(Problem to solve) Retype, word for word, every line from the one holding "(diff shortened: 1 of 4 files shown)" through the one holding "ianjon3s: Thanks @jessicamcinchak" in the entries below, both included, and only those lines.

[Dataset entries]
• • • • •
PR #3812, opened 2024-10-16
refactor: Simplify editor toggle button group

ianjon3s:
## What does this PR do?

- Updates editor toggle button group to have a fixed position and contain inner buttons to prevent having to set a fixed bottom/left distance value and replicated styling for each button
- Allows further buttons to be added without needing specific styling
- Unifies heights for each button

**Before (left) vs after (right):**
image

### DIFF
--- a/editor.planx.uk/src/pages/FlowEditor/index.tsx
+++ b/editor.planx.uk/src/pages/FlowEditor/index.tsx
@@ -27,6 +27,18 @@ const EditorContainer = styled(Box, {
     : `calc(100vh - ${HEADER_HEIGHT_EDITOR}px)`,
 }));
 
+const EditorVisualControls = styled(ButtonGroup)(({ theme }) => ({
+  position: "fixed",
+  bottom: theme.spacing(2.5),
+  left: theme.spacing(7.5),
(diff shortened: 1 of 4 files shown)


editor.planx.uk/src/pages/FlowEditor/index.tsx
```diff
@@ -27,6 +27,18 @@ const EditorContainer = styled(Box, {
...
+  position: "fixed",
+  bottom: theme.spacing(2.5),
+  left: theme.spacing(7.5),
+  zIndex: theme.zIndex.appBar,
+  border: `1px solid ${theme.palette.border.main}`,
+  borderRadius: "3px",
+  background: theme.palette.border.main,
+  gap: "1px",
+  overflow: "hidden",
+}));
```
jessicamcinchak, line 40: Much nicer, thank you !!

jessicamcinchak (approved):

editor.planx.uk/src/pages/FlowEditor/index.tsx
ianjon3s: Thanks @jessicamcinchak

PR #3815, opened 2024-10-16
feat: add metabase token and base url placeholders to dotenv template

zz-hh-aa:
- Adds `METABSE_API_KEY` and `METABASE_BASE_URL` to `api.planx.uk/.env.test.example` template


DafyddLlyr (changes requested):
Two small comments!

- I think we can group these within the `# Metabase analytics` section above
- Can `METABASE_BASE_URL` can be set to `METABASE_URL_EXT` (which matches the API and Editor) and derived as `METABASE_URL_EXT=http://localhost:${METABASE_PORT}`
  - This is quite important as this value needs to change across local dev and pizzas (docker) and then on Pulumi (staging & production)
  - If you take a look at other references to `API_URL_EXT` you should see it has different formats in different environments

zz-hh-aa:
Thanks @DafyddLlyr, I _think_ I've made those changes, if I've understood you correctly?

.env.example
```diff
@@ -51,6 +51,8 @@ SLACK_WEBHOOK_URL=👻
 
 # Metabase analytics
 METABASE_PORT=5000
+METABASE_API_KEY=👻
+METABASE_URL_EXT=👻
```
DafyddLlyr, line 55: This is actually a genuine environmental variable and not a secret, so I think we're fine to just do the following here - 
```suggestion
METABASE_URL_EXT=http://localhost:${METABASE_PORT}
```

DafyddLlyr (changes requested):

.env.example
DafyddLlyr: (Sorry if that wasn't clear from above!)

This just means that we have one fewer secret to manage which is always a bonus 👍

zz-hh-aa:
Gotcha, now updated!

DafyddLlyr (approved):
Perfect - thanks for making those changes! 🙌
• • • • •
(Reply to the task)
(diff shortened: 1 of 4 files shown)


editor.planx.uk/src/pages/FlowEditor/index.tsx
```diff
@@ -27,6 +27,18 @@ const EditorContainer = styled(Box, {
...
+  position: "fixed",
+  bottom: theme.spacing(2.5),
+  left: theme.spacing(7.5),
+  zIndex: theme.zIndex.appBar,
+  border: `1px solid ${theme.palette.border.main}`,
+  borderRadius: "3px",
+  background: theme.palette.border.main,
+  gap: "1px",
+  overflow: "hidden",
+}));
```
jessicamcinchak, line 40: Much nicer, thank you !!

jessicamcinchak (approved):

editor.planx.uk/src/pages/FlowEditor/index.tsx
ianjon3s: Thanks @jessicamcinchak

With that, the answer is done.